- _ASSIGNMENT_:
Wherever the string "fallback" shows up in the data below, copy the whole line.

DATASET ENTRIES: Begin

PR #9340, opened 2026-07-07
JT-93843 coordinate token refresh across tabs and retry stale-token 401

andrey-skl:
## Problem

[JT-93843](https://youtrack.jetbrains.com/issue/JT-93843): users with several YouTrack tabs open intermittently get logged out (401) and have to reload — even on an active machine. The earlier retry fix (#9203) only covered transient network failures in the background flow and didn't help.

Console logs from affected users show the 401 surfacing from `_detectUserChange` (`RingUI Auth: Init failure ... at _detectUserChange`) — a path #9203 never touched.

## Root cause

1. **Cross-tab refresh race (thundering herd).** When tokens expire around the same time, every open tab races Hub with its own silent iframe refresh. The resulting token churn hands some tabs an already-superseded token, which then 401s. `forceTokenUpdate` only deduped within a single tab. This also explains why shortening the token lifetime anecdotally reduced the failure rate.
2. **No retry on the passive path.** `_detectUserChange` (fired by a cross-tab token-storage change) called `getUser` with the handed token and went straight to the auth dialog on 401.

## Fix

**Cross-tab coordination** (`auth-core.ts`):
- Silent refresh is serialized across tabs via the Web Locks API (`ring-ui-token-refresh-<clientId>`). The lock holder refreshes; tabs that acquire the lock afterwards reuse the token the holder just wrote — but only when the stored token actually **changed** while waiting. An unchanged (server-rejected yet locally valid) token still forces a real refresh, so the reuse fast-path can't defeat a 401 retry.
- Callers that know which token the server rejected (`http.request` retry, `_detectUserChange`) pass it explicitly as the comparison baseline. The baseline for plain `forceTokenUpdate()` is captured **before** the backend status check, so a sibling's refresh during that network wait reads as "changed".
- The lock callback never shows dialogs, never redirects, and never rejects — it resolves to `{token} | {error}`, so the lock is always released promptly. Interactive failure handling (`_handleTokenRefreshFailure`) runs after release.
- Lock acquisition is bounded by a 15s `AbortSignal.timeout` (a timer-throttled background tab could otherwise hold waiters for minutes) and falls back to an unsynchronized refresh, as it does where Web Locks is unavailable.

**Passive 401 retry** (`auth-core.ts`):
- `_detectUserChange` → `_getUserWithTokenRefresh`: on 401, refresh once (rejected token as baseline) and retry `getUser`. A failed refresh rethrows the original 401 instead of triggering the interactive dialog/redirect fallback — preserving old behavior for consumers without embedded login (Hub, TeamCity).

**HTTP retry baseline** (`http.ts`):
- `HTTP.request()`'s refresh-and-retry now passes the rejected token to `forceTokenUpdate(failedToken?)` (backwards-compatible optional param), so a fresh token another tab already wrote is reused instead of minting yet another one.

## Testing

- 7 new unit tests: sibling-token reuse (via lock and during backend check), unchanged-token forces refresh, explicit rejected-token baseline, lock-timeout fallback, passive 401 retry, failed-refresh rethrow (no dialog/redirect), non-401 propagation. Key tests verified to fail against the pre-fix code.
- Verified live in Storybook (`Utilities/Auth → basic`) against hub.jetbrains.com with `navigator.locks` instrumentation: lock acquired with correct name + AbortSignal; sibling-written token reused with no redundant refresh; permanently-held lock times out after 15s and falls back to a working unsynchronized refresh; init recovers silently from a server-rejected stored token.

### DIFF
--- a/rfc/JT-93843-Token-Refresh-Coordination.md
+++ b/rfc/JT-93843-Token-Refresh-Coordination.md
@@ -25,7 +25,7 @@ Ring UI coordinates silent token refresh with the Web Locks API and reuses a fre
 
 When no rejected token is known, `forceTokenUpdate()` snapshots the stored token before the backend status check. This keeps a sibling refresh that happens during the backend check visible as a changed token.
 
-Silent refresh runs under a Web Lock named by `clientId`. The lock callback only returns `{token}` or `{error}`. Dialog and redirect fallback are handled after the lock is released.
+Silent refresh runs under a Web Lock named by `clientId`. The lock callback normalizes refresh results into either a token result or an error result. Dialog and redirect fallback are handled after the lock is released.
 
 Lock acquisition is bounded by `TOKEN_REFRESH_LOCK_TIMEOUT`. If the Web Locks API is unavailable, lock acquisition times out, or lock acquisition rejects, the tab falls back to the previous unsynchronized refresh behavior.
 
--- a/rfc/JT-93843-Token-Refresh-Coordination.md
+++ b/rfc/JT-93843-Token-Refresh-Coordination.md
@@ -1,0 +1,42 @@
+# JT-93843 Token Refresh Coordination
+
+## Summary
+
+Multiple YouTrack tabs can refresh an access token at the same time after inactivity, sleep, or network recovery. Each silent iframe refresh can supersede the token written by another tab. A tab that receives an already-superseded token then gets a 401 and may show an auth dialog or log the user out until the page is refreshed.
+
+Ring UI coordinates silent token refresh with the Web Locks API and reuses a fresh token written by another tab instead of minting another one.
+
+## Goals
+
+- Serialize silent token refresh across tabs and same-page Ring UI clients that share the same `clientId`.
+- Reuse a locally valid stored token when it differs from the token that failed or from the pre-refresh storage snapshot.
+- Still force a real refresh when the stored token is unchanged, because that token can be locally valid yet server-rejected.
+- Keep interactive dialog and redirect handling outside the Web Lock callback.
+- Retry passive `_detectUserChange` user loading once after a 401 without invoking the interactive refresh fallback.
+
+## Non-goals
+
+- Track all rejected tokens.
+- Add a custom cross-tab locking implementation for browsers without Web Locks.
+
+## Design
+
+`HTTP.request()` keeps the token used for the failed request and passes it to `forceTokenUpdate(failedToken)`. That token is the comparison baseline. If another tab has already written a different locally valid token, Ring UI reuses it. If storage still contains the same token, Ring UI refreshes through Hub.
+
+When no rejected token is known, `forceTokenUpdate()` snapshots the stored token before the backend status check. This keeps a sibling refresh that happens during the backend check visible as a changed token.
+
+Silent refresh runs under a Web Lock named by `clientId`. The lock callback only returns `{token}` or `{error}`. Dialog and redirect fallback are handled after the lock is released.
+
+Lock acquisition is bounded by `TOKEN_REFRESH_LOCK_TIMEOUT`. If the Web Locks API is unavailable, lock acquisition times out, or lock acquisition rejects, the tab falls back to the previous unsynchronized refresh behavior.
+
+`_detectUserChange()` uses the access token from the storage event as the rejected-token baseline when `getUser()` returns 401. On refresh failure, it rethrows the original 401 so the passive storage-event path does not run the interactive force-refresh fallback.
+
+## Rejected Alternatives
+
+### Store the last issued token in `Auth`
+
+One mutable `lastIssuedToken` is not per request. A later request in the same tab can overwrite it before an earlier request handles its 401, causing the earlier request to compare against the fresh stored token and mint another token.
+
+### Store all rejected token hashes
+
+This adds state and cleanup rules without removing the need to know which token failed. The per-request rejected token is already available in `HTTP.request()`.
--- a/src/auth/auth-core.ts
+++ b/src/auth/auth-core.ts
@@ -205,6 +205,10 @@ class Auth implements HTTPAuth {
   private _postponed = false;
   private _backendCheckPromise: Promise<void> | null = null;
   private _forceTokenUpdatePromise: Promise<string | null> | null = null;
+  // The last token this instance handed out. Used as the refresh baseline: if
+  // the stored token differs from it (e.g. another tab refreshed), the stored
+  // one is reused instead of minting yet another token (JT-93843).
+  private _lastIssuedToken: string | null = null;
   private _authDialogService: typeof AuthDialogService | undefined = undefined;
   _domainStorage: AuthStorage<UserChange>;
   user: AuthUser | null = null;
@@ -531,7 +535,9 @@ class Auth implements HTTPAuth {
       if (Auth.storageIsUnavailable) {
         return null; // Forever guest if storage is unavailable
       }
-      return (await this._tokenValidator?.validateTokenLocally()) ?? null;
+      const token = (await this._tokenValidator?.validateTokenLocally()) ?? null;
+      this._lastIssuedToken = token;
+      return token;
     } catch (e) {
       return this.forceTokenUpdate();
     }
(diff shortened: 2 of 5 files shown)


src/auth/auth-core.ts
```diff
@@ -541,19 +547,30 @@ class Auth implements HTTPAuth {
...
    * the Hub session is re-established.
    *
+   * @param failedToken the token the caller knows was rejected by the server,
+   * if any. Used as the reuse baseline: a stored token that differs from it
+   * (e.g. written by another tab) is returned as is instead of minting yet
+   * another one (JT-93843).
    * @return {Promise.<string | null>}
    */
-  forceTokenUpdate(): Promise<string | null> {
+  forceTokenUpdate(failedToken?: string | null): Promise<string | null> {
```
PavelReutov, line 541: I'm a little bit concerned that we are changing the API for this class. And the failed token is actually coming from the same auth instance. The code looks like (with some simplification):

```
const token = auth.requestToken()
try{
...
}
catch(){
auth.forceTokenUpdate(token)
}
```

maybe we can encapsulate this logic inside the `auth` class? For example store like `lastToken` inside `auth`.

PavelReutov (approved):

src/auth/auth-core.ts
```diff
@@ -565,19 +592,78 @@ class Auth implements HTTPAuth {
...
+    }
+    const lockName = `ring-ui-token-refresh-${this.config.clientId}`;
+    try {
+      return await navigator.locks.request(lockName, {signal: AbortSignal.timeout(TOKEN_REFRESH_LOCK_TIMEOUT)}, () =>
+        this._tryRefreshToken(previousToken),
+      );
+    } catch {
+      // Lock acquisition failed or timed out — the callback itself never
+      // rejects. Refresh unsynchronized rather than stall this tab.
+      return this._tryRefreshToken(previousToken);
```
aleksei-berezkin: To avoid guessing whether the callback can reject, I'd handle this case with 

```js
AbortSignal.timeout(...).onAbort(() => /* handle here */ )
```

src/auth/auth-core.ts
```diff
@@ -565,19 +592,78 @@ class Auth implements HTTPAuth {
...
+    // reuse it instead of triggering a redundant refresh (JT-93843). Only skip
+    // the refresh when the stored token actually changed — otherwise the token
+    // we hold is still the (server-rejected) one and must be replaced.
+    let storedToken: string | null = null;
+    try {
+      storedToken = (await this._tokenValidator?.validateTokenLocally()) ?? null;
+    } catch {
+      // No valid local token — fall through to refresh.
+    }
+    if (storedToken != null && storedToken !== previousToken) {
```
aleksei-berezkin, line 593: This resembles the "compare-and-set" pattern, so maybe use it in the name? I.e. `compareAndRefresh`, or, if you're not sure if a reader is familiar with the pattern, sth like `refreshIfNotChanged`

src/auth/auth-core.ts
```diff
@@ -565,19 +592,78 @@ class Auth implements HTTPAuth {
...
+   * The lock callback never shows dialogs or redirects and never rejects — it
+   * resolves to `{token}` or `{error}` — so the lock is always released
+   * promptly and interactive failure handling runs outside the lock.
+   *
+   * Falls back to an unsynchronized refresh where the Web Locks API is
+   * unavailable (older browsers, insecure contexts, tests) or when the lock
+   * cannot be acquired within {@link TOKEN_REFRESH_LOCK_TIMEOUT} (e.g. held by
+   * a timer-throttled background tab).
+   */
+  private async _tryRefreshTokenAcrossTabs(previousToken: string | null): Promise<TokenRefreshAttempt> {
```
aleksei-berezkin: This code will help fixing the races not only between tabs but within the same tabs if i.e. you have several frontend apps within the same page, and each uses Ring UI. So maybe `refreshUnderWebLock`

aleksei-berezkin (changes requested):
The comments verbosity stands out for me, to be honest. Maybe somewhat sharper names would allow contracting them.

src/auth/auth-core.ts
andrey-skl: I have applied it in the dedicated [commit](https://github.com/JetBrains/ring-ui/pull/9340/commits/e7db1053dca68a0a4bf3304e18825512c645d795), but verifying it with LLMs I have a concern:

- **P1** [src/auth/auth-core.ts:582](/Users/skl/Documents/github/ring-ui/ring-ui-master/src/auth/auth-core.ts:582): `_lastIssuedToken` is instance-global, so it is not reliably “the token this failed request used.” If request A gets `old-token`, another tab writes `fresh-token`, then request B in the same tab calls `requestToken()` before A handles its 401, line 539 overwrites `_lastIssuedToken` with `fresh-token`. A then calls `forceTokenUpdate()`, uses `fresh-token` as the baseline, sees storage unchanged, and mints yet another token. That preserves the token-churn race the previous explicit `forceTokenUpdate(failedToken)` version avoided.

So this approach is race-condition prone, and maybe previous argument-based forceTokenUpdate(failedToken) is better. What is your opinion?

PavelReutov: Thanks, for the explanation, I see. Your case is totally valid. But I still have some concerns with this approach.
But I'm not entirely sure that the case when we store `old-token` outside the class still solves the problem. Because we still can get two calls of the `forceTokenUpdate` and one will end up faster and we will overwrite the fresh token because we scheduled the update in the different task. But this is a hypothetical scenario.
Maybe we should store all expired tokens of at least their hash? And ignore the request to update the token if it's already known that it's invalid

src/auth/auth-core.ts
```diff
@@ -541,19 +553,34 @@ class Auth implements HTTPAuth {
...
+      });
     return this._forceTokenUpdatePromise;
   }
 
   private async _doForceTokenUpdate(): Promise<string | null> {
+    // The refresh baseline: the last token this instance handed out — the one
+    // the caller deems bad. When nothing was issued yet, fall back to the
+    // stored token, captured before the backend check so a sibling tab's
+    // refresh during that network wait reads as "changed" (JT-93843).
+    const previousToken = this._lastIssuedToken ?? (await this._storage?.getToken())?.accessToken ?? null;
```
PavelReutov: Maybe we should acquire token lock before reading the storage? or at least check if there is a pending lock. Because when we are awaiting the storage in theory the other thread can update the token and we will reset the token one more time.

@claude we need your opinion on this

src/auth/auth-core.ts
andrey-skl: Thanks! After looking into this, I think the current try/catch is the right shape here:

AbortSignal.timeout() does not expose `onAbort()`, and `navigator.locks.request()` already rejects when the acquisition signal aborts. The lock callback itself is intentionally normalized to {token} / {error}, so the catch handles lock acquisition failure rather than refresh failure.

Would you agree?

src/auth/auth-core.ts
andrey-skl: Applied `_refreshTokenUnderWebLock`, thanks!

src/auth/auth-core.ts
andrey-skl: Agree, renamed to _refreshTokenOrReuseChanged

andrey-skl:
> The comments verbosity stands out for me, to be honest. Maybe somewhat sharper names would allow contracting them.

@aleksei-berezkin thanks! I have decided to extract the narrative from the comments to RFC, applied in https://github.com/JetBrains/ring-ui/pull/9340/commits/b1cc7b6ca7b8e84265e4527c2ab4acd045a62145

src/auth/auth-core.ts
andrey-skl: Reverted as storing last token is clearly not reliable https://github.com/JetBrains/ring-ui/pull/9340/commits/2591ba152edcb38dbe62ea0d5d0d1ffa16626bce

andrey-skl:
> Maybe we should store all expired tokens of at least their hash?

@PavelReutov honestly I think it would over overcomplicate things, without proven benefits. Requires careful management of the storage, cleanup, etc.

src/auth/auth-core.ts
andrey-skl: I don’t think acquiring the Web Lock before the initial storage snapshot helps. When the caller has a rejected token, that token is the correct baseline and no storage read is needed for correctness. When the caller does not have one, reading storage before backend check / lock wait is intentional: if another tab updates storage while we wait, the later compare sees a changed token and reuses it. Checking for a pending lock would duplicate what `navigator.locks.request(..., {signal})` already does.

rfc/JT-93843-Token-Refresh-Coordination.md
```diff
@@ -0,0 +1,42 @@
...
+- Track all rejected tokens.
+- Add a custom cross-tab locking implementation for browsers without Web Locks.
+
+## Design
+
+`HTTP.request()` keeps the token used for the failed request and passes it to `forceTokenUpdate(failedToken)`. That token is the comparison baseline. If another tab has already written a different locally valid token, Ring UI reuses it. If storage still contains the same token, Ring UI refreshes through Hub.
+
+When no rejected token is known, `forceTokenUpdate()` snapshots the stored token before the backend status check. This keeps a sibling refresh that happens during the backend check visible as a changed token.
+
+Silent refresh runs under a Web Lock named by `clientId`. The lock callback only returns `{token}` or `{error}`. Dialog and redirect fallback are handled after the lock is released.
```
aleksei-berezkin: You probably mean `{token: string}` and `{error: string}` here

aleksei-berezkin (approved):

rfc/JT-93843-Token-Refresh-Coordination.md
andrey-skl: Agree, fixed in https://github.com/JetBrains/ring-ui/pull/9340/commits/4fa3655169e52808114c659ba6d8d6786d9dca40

DATASET ENTRIES: End

- _EXERCISE RESULT_:
- `_detectUserChange` → `_getUserWithTokenRefresh`: on 401, refresh once (rejected token as baseline) and retry `getUser`. A failed refresh rethrows the original 401 instead of triggering the interactive dialog/redirect fallback — preserving old behavior for consumers without embedded login (Hub, TeamCity).
- 7 new unit tests: sibling-token reuse (via lock and during backend check), unchanged-token forces refresh, explicit rejected-token baseline, lock-timeout fallback, passive 401 retry, failed-refresh rethrow (no dialog/redirect), non-401 propagation. Key tests verified to fail against the pre-fix code.
-Silent refresh runs under a Web Lock named by `clientId`. The lock callback only returns `{token}` or `{error}`. Dialog and redirect fallback are handled after the lock is released.
+Silent refresh runs under a Web Lock named by `clientId`. The lock callback normalizes refresh results into either a token result or an error result. Dialog and redirect fallback are handled after the lock is released.
+- Retry passive `_detectUserChange` user loading once after a 401 without invoking the interactive refresh fallback.
+Silent refresh runs under a Web Lock named by `clientId`. The lock callback only returns `{token}` or `{error}`. Dialog and redirect fallback are handled after the lock is released.
+`_detectUserChange()` uses the access token from the storage event as the rejected-token baseline when `getUser()` returns 401. On refresh failure, it rethrows the original 401 so the passive storage-event path does not run the interactive force-refresh fallback.
+Silent refresh runs under a Web Lock named by `clientId`. The lock callback only returns `{token}` or `{error}`. Dialog and redirect fallback are handled after the lock is released.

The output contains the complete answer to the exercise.